-- ACTIVITY --
In the records below, find the line containing "For this PR, we" and the line containing "I'm not sure"; please repeat exactly the lines from one to the other, both included, and nothing more.

....

PR #394, opened 2023-10-11
Unused includes cleanup

rjoomen:
Used clangd to check all files for unused includes

### DIFF
--- a/tesseract_command_language/include/tesseract_command_language/joint_waypoint.h
+++ b/tesseract_command_language/include/tesseract_command_language/joint_waypoint.h
@@ -29,7 +29,6 @@
 #include <tesseract_common/macros.h>
 TESSERACT_COMMON_IGNORE_WARNINGS_PUSH
 #include <Eigen/Core>
-#include <memory>
 #include <vector>
 TESSERACT_COMMON_IGNORE_WARNINGS_POP
 
--- a/tesseract_command_language/include/tesseract_command_language/move_instruction.h
+++ b/tesseract_command_language/include/tesseract_command_language/move_instruction.h
@@ -28,7 +28,6 @@
 
 #include <tesseract_common/macros.h>
 TESSERACT_COMMON_IGNORE_WARNINGS_PUSH
-#include <vector>
 #include <Eigen/Geometry>
 TESSERACT_COMMON_IGNORE_WARNINGS_POP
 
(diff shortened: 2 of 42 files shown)


rjoomen:
Build failures for stable are because of the latest trajopt_ifopt collision refactor

Levi-Armstrong:
Restarted CodeCov CI because it failed for a weird reason.

Levi-Armstrong (approved):
LGTM, good to merge when CI passes

marip8:
> Build failures for stable are because of the latest trajopt_ifopt collision refactor

We should update the `dependencies.repos` file to point to the correct version of `trajopt` to fix the stable builds before merging

rjoomen:
> > Build failures for stable are because of the latest trajopt_ifopt collision refactor
> 
> We should update the `dependencies.repos` file to point to the correct version of `trajopt` to fix the stable builds before merging. We can either point to commit `2d965b9` or create a new tagged version (`0.7.0` I think)

But this is unstable<->unstable, no need to fix the references of stable before a release is made, right?

marip8:
I think see what you're saying, but I think my definitions of stable and unstable may be slightly different. Here are my expectations for PRs:

- The current state of the code (i.e., a PR) should *always pass a set of CI tests for a strictly defined set of dependencies (i.e., tagged versions (not branch names) of dependency repositories that are guaranteed to result in a successful build of this repo: `dependencies.repos`)
   - This is what I think of as a "stable" build
   - *always, of course there are justifiable exceptions to this rule
- The current state of the code (i.e., a PR) doesn't necessarily have to pass a set of CI tests for a more loosely defined set of dependencies (i.e., branch names of dependency repositories: `dependencies_unstable.repos`)
  - This is what I think of as an "unstable" build and are denoted in this repo's CI as "Unstable"
  - The only value I see in these tests is that it tells whether this repo must also change at some point in the future when we decide to officially support the new version of the dependency.

For this PR, we are choosing to update this repository such that it supports a new version of `trajopt`. Therefore, I think we ought to change the "stable" dependencies to reflect that. As a user, I don't want to pull this repo and the dependencies in `dependencies.repos` only to figure out that the build fails because the dependencies aren't specified correctly.

I'm not sure that I see this repository itself as being stable or unstable. To me stability is about whether or not a particular version of this repository builds successfully with what that version calls its "stable" dependencies (i.e. `dependencies.repos`)

This is probably not the right place to go into this level of discussion about CI practices, but we should document somewhere what are our expectations about PRs in terms of CI and what are our definitions of stable and unstable

Levi-Armstrong:
The current definitions used within Tesseract repositories
- Stable CI is ran using the latest release dependencies versions to detect breaking changes made in this repository or dependency repository.
- Unstable CI is ran using the latest for identified dependencies repositories which is were new development happens until the next release.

....

-- SOLUTION TO THE PROBLEM --
For this PR, we are choosing to update this repository such that it supports a new version of `trajopt`. Therefore, I think we ought to change the "stable" dependencies to reflect that. As a user, I don't want to pull this repo and the dependencies in `dependencies.repos` only to figure out that the build fails because the dependencies aren't specified correctly.

I'm not sure that I see this repository itself as being stable or unstable. To me stability is about whether or not a particular version of this repository builds successfully with what that version calls its "stable" dependencies (i.e. `dependencies.repos`)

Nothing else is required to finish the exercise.